The nodes are split into three categories: good, confused, and bad. The bad nodes are under the attackers control. The confused nodes themselves represent valid accounts, but may contain certificates to the bad nodes. The good nodes are both valid accounts and have certificates only for other good nodes and confused nodes. This partition is shown graphically below:
In addition, we represent the capacity of node x as cx. We are now ready to prove the following theorem:
Theorem 1
The number of bad servers chosen by the above metric is bounded by the sum of (cx - 1) over each of the confused servers x.
Proof outline. Consider the cut that includes all edges from good or confused nodes to the supersink, and all edges from confused nodes to bad nodes. This is clearly a cut because there are no direct edges from good to bad nodes.
The total flow across this cut is equal to the total number of nodes chosen. Thus, the number of bad nodes chosen is equal to the total flow minus the number of good and confused nodes chosen. It follows that the flow from confused to bad nodes is equal to the number of bad nodes chosen.
The flow from a confused node x to bad nodes cannot exceed cx - 1, as the total flow into x is bounded by cx and the above-mentioned constraint requires that there be unit flow from x- to the supersink if there is any flow at all. The constraint also ensures that the flow from non-chosen confused nodes is zero. Thus, the total number of bad nodes chosen is bounded by the sum of (cx - 1) over each of the confused servers x. QED.

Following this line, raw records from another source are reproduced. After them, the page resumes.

PR #886, opened 2026-08-24
Resolutions

epszaw:
### Context

The new Resolutions feature lets users classify failed and broken tests with configurable matching rules. Rules can target error messages, test case IDs, retry hashes, or environments.

Configure resolution categories in `allurerc.mjs`:

```js
export default {
  resolutions: {
    knownIssuesPath: "./known-issues.json",
    links: {
      jira: {
        urlTemplate: "https://jira.example.com/browse/%s",
        nameTemplate: "Issue %s",
      },
    },
    rules: [
      {
        resolution: "issue",
        testCaseId: ["checkout-test-id"],
        issue: {
          id: "SHOP-123",
          type: "jira",
        },
        comment: "Tracked by the checkout team",
      },
      {
        resolution: "muted",
        retryHash: ["unstable-retry-hash"],
        comment: "Ignore this known infrastructure problem",
      },
      {
        resolution: "accepted",
        messageRegexp: "Unsupported browser version",
        environment: ["legacy-browser"],
        comment: "We accept this risk for the legacy environment",
      },
    ],
  },
};
```

Available resolution categories are:
- `issue` — use when the failure has an issue in an issue tracker that can be linked to the test result.
- `muted` — use for a problem that should be ignored.
- `accepted` — use when the failure represents a known risk that the team accepts.

Muted and accepted failures do not block quality gates, while linked issues remain visible as failures. Issue resolutions can also be exported to the configured known-issues file. The test result page lets users copy the full name, test case ID, or retry hash needed to create precise rules.

#### Checklist

- [x] [Sign Allure CLA][cla]
- [x] Provide unit tests


packages/plugin-awesome/src/converters.ts
```diff
@@ -45,7 +45,6 @@ export const convertTestResult = (
     historyId: tr.historyId,
     flaky: tr.flaky,
     muted: tr.muted,
-    known: tr.known,
```
formaceft-93, line 48: Should we have to use new resolution field here or it will be my responsibility in next ui tasks? (with passing them to TrInfo component)

formaceft-93:
Reader-api still has have _known_ field [here](https://github.com/allure-framework/allure3/blob/main/packages/reader-api/src/model.ts)

packages/cli/src/commands/generate.ts
formaceft-93, line 79: This option now sounds more like it reads known issues from a file, but the code only writes the generated snapshot there. Could we make the name/description explicit, e.g. “known issues output path”, unless reading this file is still intended?

packages/core/src/resolutions.ts
```diff
@@ -0,0 +1,253 @@
...
+  config: ResolutionsConfig,
+  issueIds: Set<string>,
+  errors: string[],
+) => {
+  if (!nonEmpty(rule.issue?.id) || !nonEmpty(rule.issue?.type)) {
+    errors.push(`${path}.issue.id and ${path}.issue.type must be non-empty strings`);
+    return;
+  }
+
+  if (issueIds.has(rule.issue.id)) {
```
formaceft-93, line 111: This makes issue.id unique across all rules, so one real issue can’t be matched by multiple independent matcher rules. Arrays cover simple cases like several testCaseIds, but not different matcher shapes, because fields inside one rule are combined with AND. Is this restriction intentional? If yes, maybe worth documenting; if not, we may need to separate issue metadata from matchers, or allow repeated issue IDs and merge them in the report.

formaceft-93 (approved):

packages/cli/src/commands/generate.ts
epszaw: Updated the description

packages/plugin-awesome/src/converters.ts
epszaw: Yes, we need to utilize the `resolution_category` field further

packages/core/src/resolutions.ts
epszaw: Added the resolutions categories' priority. There can be only a single resolution category, but multiple tests can be related to multiple issues at the same time with intersection

packages/sandbox/known-issues.json
```diff
@@ -0,0 +1 @@
...runner/dist/chunk-artifact.js:302:11\n    at file:///Users/epszaw/Code/Work/qameta/allure3/.yarn/cache/@vitest-runner-npm-4.1.8-38f4df6de4-278d148212.zip/node_modules/@vitest/runner/dist/chunk-artifact.js:1903:26\n    at file:///Users/epszaw/Code/Work/qameta/allure3/.yarn/cache/@vitest-runner-npm-4.1.8-38f4df6de4-278d148212.zip/node_modules/@vitest/runner/dist/chunk-artifact.js:2326:20\n    at new Promise (<anonymous>)\n    at runWithCancel (file:///Users/epszaw/Code/Work/qameta/allure3/.yarn/cache/@vitest-runner-npm-4.1.8-38f4df6de4-278d148212.zip/node_modules/@vitest/runner/dist/chunk-artifact.js:2323:10)\n    at file:///Users/epszaw/Code/Work/qameta/allure3/.yarn/cache/@vitest-runner-npm-4.1.8-38f4df6de4-278d148212.zip/node_modules/@vitest/runner/dist/chunk-artifact.js:2305:20\n    at new Promise (<anonymous>)\n    at runWithTimeout (file:///Users/epszaw/Code/Work/qameta/allure3/.yarn/cache/@vitest-runner-npm-4.1.8-38f4df6de4-278d148212.zip/node_modules/@vitest/runner/dist/chunk-artifact.js:2272:10)\n    at file:///Users/epszaw/Code/Work/qameta/allure3/.yarn/cache/@vitest-runner-npm-4.1.8-38f4df6de4-278d148212.zip/node_modules/@vitest/runner/dist/chunk-artifact.js:2955:64"}}}}]}
```
formaceft-93, line 1: local machine files, is okay?

packages/core/src/store/store.ts
```diff
@@ -466,32 +460,53 @@ export class DefaultAllureStore implements AllureStore, ResultsVisitor {
...
+    this.#removeResolutionIssueAssociation(testResult.id);
 
-    if (historyIdCandidates.length === 0) {
-      return false;
+    if (rule?.resolution !== "issue") {
+      return;
     }
 
-    const ruleKnownIssue = getKnownIssueByRules(testResult, this.#knownIssuesConfig, environmentId);
+    const resolutionIssue: ResolutionIssue = { ...rule.issue, comment: rule.comment };
```
formaceft-93, line 474: We require and validate resolutions.links, but the matched issue stored here only keeps id, type, and comment. I couldn’t find where urlTemplate / nameTemplate becomes an actual link. Should we materialize the link here, or keep links optional until it is used?

formaceft-93 (approved):

packages/core/src/store/store.ts
eddy-seager: I would like to use the links. Is there an issue to track this?

PR #888, opened 2026-08-25
fix(plugin-testops): Send the CI descriptor TestOps actually expects

todti:
### Context

Uploading results from an Azure DevOps pipeline produces a Job in TestOps that

1. is named `<projectGuid>_<definitionId>` instead of the pipeline name, and
2. cannot be triggered back from TestOps — the run fails with "build server is not configured for job".

These look like one bug but are two independent ones.

**The job is never bound to a build server.** `startUpload()` sent the CI block as `{ name: ci.type }`, while TestOps identifies the CI by `type` and `endpoint` and ignores anything else. With neither of them present it cannot tell which build server integration the job belongs to, so the job is stored without one — and the unknown property is dropped without an error, so the upload succeeds and nothing hints at the problem until someone presses Run. This is not Azure-specific: the endpoint was never sent for any CI, so build server binding never worked anywhere.

**The job name was the uid.** `job.name` was set to `ci.jobUid`, and `ci.jobName` (`Build.DefinitionName` on Azure, `Release.DefinitionName` for classic releases) was never sent. Triggering itself relies on `job.uid`, which already has the shape TestOps parses — so the name is a display defect rather than the reason runs fail.

### What changed

- `ci: { type, endpoint }` instead of `ci: { name }`. The endpoint is the origin of `ci.jobUrl` — enough for TestOps to recognise the integration, and unlike `SYSTEM_COLLECTIONURI` it carries no trailing slash.
- `job.name` falls back to the uid only when the CI reports no name, and `job.url` is sent.
- `jobRun.name` and `jobRun.url` are sent; TestOps stores both and refreshes them on every upload.
- Azure job and job run URLs no longer carry a double slash: `SYSTEM_COLLECTIONURI` always ends with one, and the URLs were built by concatenation. Harmless while nothing read them, but the job URL is stored once and never refreshed.
- `circle` and `amazon` are reported under the names TestOps uses for those integrations (`circleci`, `aws`). The job uids both detectors produce already match what it expects, so the type name was the only thing missing.

### Known limitations

- Not retroactive. TestOps keeps the name and the integration of a job it already knows, so jobs created before this fix keep their name and stay unbound — they have to be re-created there.
- `drone` still resolves to no integration type: TestOps has none matching it.

#### Checklist

- [ ] [Sign Allure CLA][cla]
- [ ] Provide unit tests


todti:

PR #889, opened 2026-08-25
fix(plugin-testops): Align the upload payload with the backend contract

todti:
### Context

Three defects found by comparing what the plugin uploads against what the TestOps API accepts. They are independent of each other and of #888, which fixes the `ci` block of the same request.

**A blank error message rejects the whole batch.** Global errors come from the results files test framework adapters write, and their message is optional in our model — nothing validates it on the way in. TestOps requires a non-blank message and rejects the entire bulk request when one item lacks it, so a single untitled error dropped every valid error uploaded alongside it. A placeholder is sent instead, keeping the trace. This became easier to hit once every not-yet-uploaded error started being sent rather than only the last one.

Note that the number of bad servers accepted depends only on the number of confused servers, not on the number of bad servers. Thus, spam attacks are frustrated.
Conclusion
The trust metric used in Advogato has a property not known in any previous trust metric: resistance to catastrophic failure in the face of a sufficiently massive attack. Instead, the number of bad nodes accepted scales linearly, and with a fairly small constant, with the number of certificates from valid accounts to bogus ones. It is also easy to compute efficiently and fairly simple to understand. As such, it should find applications in security infrastructures, as well as defining online communities, reliably excluding spammers, trolls, and other common annoyances.